**DIRECTIONS:** Across the entries that follow, count the lines with the string "more" and reply with that count alone.

**RECORDS TO PROCESS:**

PR #628, opened 2019-01-21
Fix test case issues for BVT category

LiliDeng:
1 ClearOS the boot config path is different
2 no wget tool in oracle distro by default
3 add entry for more distro in timeclock cases
4 Password policy check before it run without sudo, currently framework using sudo, case will fail, update code according, and add one more situation when password contains part of username.


Testscripts/Linux/BVT-NET-IFUP-IFDOWN.sh
```diff
@@ -9,6 +9,9 @@ LoopCount=10
 
 PingCheck()
 {
+    if [[ $(detect_linux_distribution) == oracle ]]; then
+        yum install -y wget
```
lizzha: no need to detect the distro, we cannot assume other distros has wget preinstalled.
just run: install_package wget

lizzha:
also please post the test results

Testscripts/Linux/BVT-NET-IFUP-IFDOWN.sh
LiliDeng: make sense, will update and post results later, thanks for review

LiliDeng:
image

**WRITTEN SOLUTION:** 2